(RECORDS Opens)
PR #484, opened 2023-07-04
SLE-665: Issue marker heritage

thahnen:
Issues now show their heritage, meaning that in connected mode the issues present on the server can be safely distinguished from the ones only available locally.


org.sonarlint.eclipse.ui/src/org/sonarlint/eclipse/ui/internal/SonarLintImages.java
```diff
@@ -88,22 +88,31 @@ private SonarLintImages() {
...
+   *  
+   *  @param marker used for finding the project connection mode
+   *  @param severity issue severity
+   *  @param type issue type
+   *  @return composite image if found, null otherwise
    */
   @Nullable
-  public static Image getIssueImage(String severity, @Nullable String type) {
-    var key = severity + "/" + type;
+  public static Image getIssueImage(@Nullable IMarker marker, @Nullable String markerServerKey, String severity, @Nullable String type) {
```
henryju, line 99: Passing the marker here is maybe creating a bit too much coupling. This class is about providing images, and in this case you simply need the "mode"

org.sonarlint.eclipse.core/src/org/sonarlint/eclipse/core/internal/markers/MarkerUtils.java
```diff
@@ -53,6 +55,10 @@ public final class MarkerUtils {
 
   public static final Set<String> SONARLINT_PRIMARY_MARKER_IDS = Set.of(
     SonarLintCorePlugin.MARKER_ON_THE_FLY_ID, SonarLintCorePlugin.MARKER_REPORT_ID, SonarLintCorePlugin.MARKER_TAINT_ID);
+  
+  public static final String SONAR_MARKER_MODE_STANDALONE = "standalone";
```
henryju, line 59: I wonder if an enum would not be more appropriate here

org.sonarlint.eclipse.core/src/org/sonarlint/eclipse/core/internal/markers/MarkerUtils.java
```diff
@@ -66,6 +72,25 @@ public static void updateAllSonarMarkerSeverity() throws CoreException {
...
+   *  
+   *  @param markerId for the marker <-> project connection
+   *  @param markerServerKey marker information from the connection, null if not on server
+   *  @return markers' corresponding project connection mode
+   */
+  public static String getProjectConnectionMode(IMarker marker, @Nullable String markerServerKey) {
+    var bindingOptional = SonarLintCorePlugin.getServersManager()
+      .resolveBinding(Adapters.adapt(marker.getResource().getProject(), ISonarLintProject.class));
+    if (bindingOptional.isEmpty() || markerServerKey == null) {
+      return SONAR_MARKER_MODE_STANDALONE;
```
henryju, line 87: This is a bit confusing to have "standalone" when the project is actually bound. Maybe the names are not correct. We want to know if the issue is matched with a server issue.
So maybe have an enum with values:
```
enum FindingMatchingStatus {
  NOT_MATCHED,
  MATCHED_WITH_SQ,
  MATCHED_WITH_SC
}
```

org.sonarlint.eclipse.ui/src/org/sonarlint/eclipse/ui/internal/SonarLintImages.java
henryju: After my previous comment, I think we could rename "mode" to "matchingStatus".

henryju (changes requested):
The code looks good overall, I am just challenging the naming and suggest to avoid "leaking" marker in the SonarLintImages utility class.

org.sonarlint.eclipse.core/src/org/sonarlint/eclipse/core/internal/markers/MarkerUtils.java
thahnen: Done

org.sonarlint.eclipse.core/src/org/sonarlint/eclipse/core/internal/markers/MarkerUtils.java
thahnen: Done

org.sonarlint.eclipse.ui/src/org/sonarlint/eclipse/ui/internal/SonarLintImages.java
```diff
@@ -66,10 +66,10 @@ public final class SonarLintImages {
   public static final Image SONARQUBE_SERVER_ICON_IMG = createImage("logo/sonarqube-16px.png"); //$NON-NLS-1$
   public static final Image SONARQUBE_PROJECT_ICON_IMG = createImage("project-16x16.png"); //$NON-NLS-1$
   public static final Image SONARCLOUD_SERVER_ICON_IMG = createImage("logo/sonarcloud-16px.png"); //$NON-NLS-1$
-  public static final Image SONARLINT_ICON_IMG = createImage("logo/sonarlint_logo.png"); //$NON-NLS-1$
   public static final Image IMG_SONARQUBE_LOGO = createImage("logo/sonarqube-black-256px.png"); //$NON-NLS-1$
   public static final Image IMG_SONARCLOUD_LOGO = createImage("logo/sonarcloud-black-256px.png"); //$NON-NLS-1$
 
+  public static final ImageDescriptor STANDALONE_16 = createImageDescriptor("standalone-16.png"); //$NON-NLS-1$
```
henryju, line 72:
```suggestion
  public static final ImageDescriptor NOT_MATCHED_16 = createImageDescriptor("standalone-16.png"); //$NON-NLS-1$
```

henryju (approved):
Minor comment else LGTM!

PR #485, opened 2023-07-04
SLE-675 Check permission to administer issues

henryju:


org.sonarlint.eclipse.ui/src/org/sonarlint/eclipse/ui/internal/command/MarkAsResolvedCommand.java
```diff
@@ -55,10 +64,51 @@ private static Optional<ResolvedBinding> getBinding(IMarker marker) {
...
+    var checkJob = new Job("Check user permissions for administering issues") {
+
+      private CheckStatusChangePermittedResponse result;
+      private ResolvedBinding resolvedBinding;
+
+      @Override
+      protected IStatus run(IProgressMonitor monitor) {
+        var issueKey = selectedMarker.getAttribute(MarkerUtils.SONAR_MARKER_SERVER_ISSUE_KEY_ATTR, null);
+        if (issueKey == null) {
+          return Status.error("No issue key for this marker");
```
thahnen, line 77: I think this error message might be misleading. I would clarify and say that for this specific marker, no corresponding issue on the server could be found.

org.sonarlint.eclipse.ui/src/org/sonarlint/eclipse/ui/internal/command/MarkAsResolvedCommand.java
```diff
@@ -55,10 +64,51 @@ private static Optional<ResolvedBinding> getBinding(IMarker marker) {
   }
 
   @Override
-  protected void execute(IMarker selectedMarker) {
-    var msg = new MessageBox(Display.getDefault().getActiveShell());
-    msg.setText("TODO");
-    msg.open();
+  protected void execute(IMarker selectedMarker, IWorkbenchWindow window) {
+    var checkJob = new Job("Check user permissions for administering issues") {
```
thahnen, line 68: Maybe `Check user permissions for setting the issue resolution` or something like this?

org.sonarlint.eclipse.ui/src/org/sonarlint/eclipse/ui/internal/command/MarkAsResolvedCommand.java
```diff
@@ -55,10 +64,51 @@ private static Optional<ResolvedBinding> getBinding(IMarker marker) {
...
+
+      @Override
+      protected IStatus run(IProgressMonitor monitor) {
+        var issueKey = selectedMarker.getAttribute(MarkerUtils.SONAR_MARKER_SERVER_ISSUE_KEY_ATTR, null);
+        if (issueKey == null) {
+          return Status.error("No issue key for this marker");
+        }
+        var binding = getBinding(selectedMarker);
+        if (binding.isPresent()) {
+          resolvedBinding = binding.get();
```
thahnen, line 81: This class variable can be removed entirely, or am I mistaken?

org.sonarlint.eclipse.core/src/org/sonarlint/eclipse/core/internal/utils/JobUtils.java
```diff
@@ -48,6 +51,61 @@ public static <T> T waitForFuture(IProgressMonitor monitor, CompletableFuture<T>
     }
   }
 
+  /**
+   * Run something after the job is done, regardless of result.
+   * Important: call job.schedule() after calling this method, NOT before.
+   */
+  public static void scheduleAfter(Job job, Runnable runnable) {
```
thahnen, line 58: Neat this refactoring!

thahnen (approved):
LGTM, only some comments ^^

org.sonarlint.eclipse.ui/src/org/sonarlint/eclipse/ui/internal/command/MarkAsResolvedCommand.java
henryju: I don't think we need to be too specific here, as this error should "never" occurs, as the action is normally only triggered for markers having an issue key. This is just in case of race condition (the issue key would be removed between the moment the user clicked on the context menu and now).

org.sonarlint.eclipse.ui/src/org/sonarlint/eclipse/ui/internal/command/MarkAsResolvedCommand.java
henryju: It is passed to the downstream method after the job has completed

PR #488, opened 2023-07-07
SLE-667: Dialog for muting issues

thahnen:
## Summary
This adds a dialog for the muting issues action based on the IntelliJ implementation. Allowed issue transitions are added dynamically based on the permissions check prior.

Also the `CompletableFuture` instances from the `IssueService` method invocations are currently not functional as I did not want to change anything by mistake, I'm mostly testing with SLLS.

## Testing
Not yet tested but in the end when everything is ready we should add integration tests both for muting an issue and a taint vulnerability!


org.sonarlint.eclipse.ui/src/org/sonarlint/eclipse/ui/internal/command/MarkAsResolvedCommand.java
```diff
@@ -58,24 +67,37 @@ public void updateElement(UIElement element, Map parameters) {
...
+      return;
+    }
+    
+    String markerType;
+    try {
+      markerType = selectedMarker.getType();
+    } catch (CoreException err) {
+      window.getShell().getDisplay()
+      .asyncExec(() -> MessageDialog.openError(window.getShell(), "Mark Issue as Resolved, marker type not available",
+        err.getMessage()));
```
henryju, line 91: Stacktrace is lost, maybe you can log it?

henryju (approved):
Minor feedback then LGTM

PR #1098, opened 2026-08-04
Added asyncExec guard for autobuild disabled popup

r-mennig:
### Problem description

When Autobuilding is disabled, Sonar shows a popup informing the user that results may be inaccurate. However, if multiple build commands are issued at the same time, it occasionally happens that this popup is shown multiple times (sadly we could not find a reliable reproduction for this).

image

Looking into the code shows that the cause of this problem happens in `NoAutomaticBuildWarningPopup.displayPopupIfNotIgnored()`:

image

Checking `PopupUtils.popupCurrentlyDisplayed(Class<? extends AbstractNotificationPopup>)` should guard against this popup being shown multiple times. However, this method is not checked again by the time the asynchronously scheduled runnable is actually executed, which leads to the described problem (This can also be reproduced by calling `NoAutomaticBuildWarningPopup.displayPopupIfNotIgnored()` in a loop repeatedly).

### Proposed solution

This PR combines the `isAutoBuilding()`, `popupCurrentlyDisplayed(...)` and `noAutomaticBuildWarning()` checks into one method which is re-checked inside the async runnable, guarding against the popup being shown multiple times.

### Further information

> Provide a unit test for any code you changed

I could not find a unit test bundle for this popup.

### DIFF
--- a/org.sonarlint.eclipse.ui/src/org/sonarlint/eclipse/ui/internal/popup/NoAutomaticBuildWarningPopup.java
+++ b/org.sonarlint.eclipse.ui/src/org/sonarlint/eclipse/ui/internal/popup/NoAutomaticBuildWarningPopup.java
@@ -70,13 +70,15 @@ public class NoAutomaticBuildWarningPopup extends AbstractSonarLintPopup {
 
   /** This way everyone calling the pop-up does not have to handle it being actually displayed or not */
   public static void displayPopupIfNotIgnored() {
-    if (ResourcesPlugin.getWorkspace().getDescription().isAutoBuilding()
-      || PopupUtils.popupCurrentlyDisplayed(NoAutomaticBuildWarningPopup.class)
-      || SonarLintGlobalConfiguration.noAutomaticBuildWarning() ) {
+    if (!shouldShowPopup()) {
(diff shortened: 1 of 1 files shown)


nquinquenel:
Thanks a lot for the clear write-up and the proposed fix, I think the diagnosis is correct.

A couple of notes on process and scope:

Our contribution guidelines have become more restrictive. We no longer encourage external pull requests for this repository; we prefer to take the report and implement the change ourselves so it matches our roadmap, testing, and review process, as well as our legal policies.

On the fix itself: this PR only guards `NoAutomaticBuildWarningPopup`. The same race exists for the other async notification popups (`InvalidTokenPopup`, `LanguageFromConnectedModePopup`, `NewerVersionAvailablePopup`, `NoBindingSuggestionFoundPopup`, `ReleaseNotesPopup`). We opened 
[#1108](https://github.com/SonarSource/sonarlint-eclipse/pull/1108), which applies a shared `PopupUtils.scheduleAsyncDisplay(...)` helper to all of those and adds unit tests for the race.

We’ll handle the rest from there. Thanks again for reporting it and for the initial patch!

PR #1115, opened 2026-09-17
SLE-1622 Remove Kotlin OSGi bundle after dropping Xodus

damien-urruty-sonarsource:
## Summary
- Update sonarlint-core to 11.11.0.87260, the build that dropped Xodus (`SLCORE-2584`)
- Remove the Kotlin OSGi bundle from the ITS target platform, which was only needed because of that dependency


damien-urruty-sonarsource:
Closing: Kotlin still cannot be removed because connected ITs need it for Orchestrator → OkHttp → Okio.

PR #377, opened 2018-11-09
[acl_loader]: Add support for IPv6 field match

stcheng:
import ipaddr package and check if the ip address is ipv4 or ipv6
and set the corresponding rule properties


lguohan:
retest this please

lguohan:
retest this please

PR #378, opened 2018-11-12
Adding bgp's warmrestart timer and on-off knob

rodnymolina:
```
root@node1# config warm_restart bgp_timer 14

root@node1# show warm_restart config
name    enable    timer_name    timer_duration
------  --------  ------------  ----------------
bgp     false     bgp_timer     14
system  true      NULL          NULL


root@node1:/# config warm_restart enable bgp

root@node1:/# show warm_restart config
name    enable    timer_name    timer_duration
------  --------  ------------  ----------------
bgp     true      bgp_timer     14
system  false     NULL          NULL
```

Signed-off-by: Rodny Molina <rmolina@linkedin.com>

### DIFF
--- a/config/main.py
+++ b/config/main.py
@@ -524,14 +524,14 @@ def warm_restart(ctx, redis_unix_socket_path):
     pass
 
 @warm_restart.command('enable')
-@click.argument('module', metavar='<module>', default='system', required=False, type=click.Choice(["system", "swss"]))
+@click.argument('module', metavar='<module>', default='system', required=False, type=click.Choice(["system", "swss", "bgp"]))
 @click.pass_context
 def warm_restart_enable(ctx, module):
     db = ctx.obj['db']
     db.mod_entry('WARM_RESTART', module, {'enable': 'true'})
 
 @warm_restart.command('disable')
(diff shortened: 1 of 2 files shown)


config/main.py
```diff
@@ -546,6 +546,15 @@ def warm_restart_neighsyncd_timer(ctx, seconds):
         ctx.fail("neighsyncd warm restart timer must be in range 1-9999")
     db.mod_entry('WARM_RESTART', 'swss', {'neighsyncd_timer': seconds})
 
+@warm_restart.command('bgp_timer')
+@click.argument('seconds', metavar='<seconds>', required=True, type=int)
+@click.pass_context
+def warm_restart_bgp_timer(ctx, seconds):
+    db = ctx.obj['db']
+    if seconds not in range(1,3600):
```
zhenggen-xu: Can you update https://github.com/Azure/sonic-swss/blob/master/doc/swss-schema.md file or use the value here that was specified in the doc?

rodnymolina: Yep, will update it. Btw, the reason i'm changing this value is to match FRR's graceful-restart range -- just for consistency.

rodnymolina: done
(RECORDS Closes)
- EXERCISE
After locating the line with "displayed or not */" in the material above, return it and each line after it exactly, ending at the line with "- Remove the".

- ANSWER FOR THIS EXERCISE
   /** This way everyone calling the pop-up does not have to handle it being actually displayed or not */
   public static void displayPopupIfNotIgnored() {
-    if (ResourcesPlugin.getWorkspace().getDescription().isAutoBuilding()
-      || PopupUtils.popupCurrentlyDisplayed(NoAutomaticBuildWarningPopup.class)
-      || SonarLintGlobalConfiguration.noAutomaticBuildWarning() ) {
+    if (!shouldShowPopup()) {
(diff shortened: 1 of 1 files shown)


nquinquenel:
Thanks a lot for the clear write-up and the proposed fix, I think the diagnosis is correct.

A couple of notes on process and scope:

Our contribution guidelines have become more restrictive. We no longer encourage external pull requests for this repository; we prefer to take the report and implement the change ourselves so it matches our roadmap, testing, and review process, as well as our legal policies.

On the fix itself: this PR only guards `NoAutomaticBuildWarningPopup`. The same race exists for the other async notification popups (`InvalidTokenPopup`, `LanguageFromConnectedModePopup`, `NewerVersionAvailablePopup`, `NoBindingSuggestionFoundPopup`, `ReleaseNotesPopup`). We opened 
[#1108](https://github.com/SonarSource/sonarlint-eclipse/pull/1108), which applies a shared `PopupUtils.scheduleAsyncDisplay(...)` helper to all of those and adds unit tests for the race.

We’ll handle the rest from there. Thanks again for reporting it and for the initial patch!

PR #1115, opened 2026-09-17
SLE-1622 Remove Kotlin OSGi bundle after dropping Xodus

damien-urruty-sonarsource:
## Summary
- Update sonarlint-core to 11.11.0.87260, the build that dropped Xodus (`SLCORE-2584`)
- Remove the Kotlin OSGi bundle from the ITS target platform, which was only needed because of that dependency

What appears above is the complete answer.